One of the hardest things to do as an investor is to put money into a sector you know is oversold and has value but worries you when it comes to the actual timing. That is exactly the conundrum facing those looking at energy and wondering when they should put a toe in the water. After a nearly 100% move off the 2016 lows, oil has given back almost half of the move, which is typically a level many professional investors will look at for an entry point.
We decided to screen the RBC Global Energy Best Ideas list for the companies they feel are the best positioned going forward worldwide. Since its inception in February 2013, the RBC Global Energy Best Ideas list is up 16.8%, compared to the S&P Global Energy Sector’s decrease of 12.9%.
Of the 16 companies that made the list, we found five trading in U.S. dollars that look like outstanding picks for the rest of 2017 and beyond. All are rated Outperform at RBC.
This is a recent addition to the RBC list. Devon Energy Corp. (NYSE: DVN) is an independent energy company that primarily engages in the exploration, development and production of oil, natural gas and natural gas liquids (NGLs) in the United States and Canada. It operates approximately 19,000 wells. The company also offers midstream energy services, including gathering, transmission, processing, fractionation and marketing to producers of natural gas, NGLs, crude oil and condensate through its natural gas pipelines, plants and treatment facilities.
The analysts noted this upon the company’s addition to the portfolio:
Devon trades at a 10% discount on EV/EBITDA to large cap peers despite similar Oil growth rates in 2018. Activity in the Delaware, STACK, and Eagleford should help the company return to growth in the second half of 2017 and we think there could be upside to 2017 production expectations. We expect 8% production growth in 2018 led by high margin US oil production up 15-20%. DVN plans to divest assets worth $1 billion that are non-core, including portions of the Barnett Shale, with an anticipated sale occurring in the next 12–18 months. Proceeds will further enhance the balance sheet but also provide capital to continue to accelerate growth in 2018+, in our view.

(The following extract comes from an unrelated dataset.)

PR #272, opened 2019-01-16
Add string template option to ssm middleware

aheissenberger:
**use case:**
* retrieve different options from parameter store based on aws api key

Devon investors receive a 0.8% dividend. The RBC price target for the stock is $53. The Wall Street consensus price target is $49.21, and shares closed Wednesday at $30.55.
Energy Transfer Partners
This company merged with Sunoco Logistics Partners last year. Energy Transfer Partners L.P. (NYSE: ETP) engages in the natural gas midstream and intrastate transportation and storage businesses in the United States.
The company’s Intrastate Transportation and Storage segment transports natural gas from various natural gas producing areas, and through ET fuel system and HPL system. It owns and operates 7,500 miles of natural gas transportation pipelines and three natural gas storage facilities in Texas. Its Interstate Transportation and Storage segment provides natural gas transportation and storage services; owns and operates approximately 12,300 miles of interstate natural gas pipeline; and has interests in various natural gas pipelines.
The Midstream segment gathers, compresses, treats, blends, processes and markets natural gas. It owns and operates 35,000 miles of in service natural gas, 31 natural gas processing plants, 21 natural gas treating facilities and four natural gas conditioning facilities.
Energy Transfer unitholders receive a 10.7% distribution. The $30 RBC price target compares with the consensus estimate of $30.86. Shares closed Wednesday at $20.02.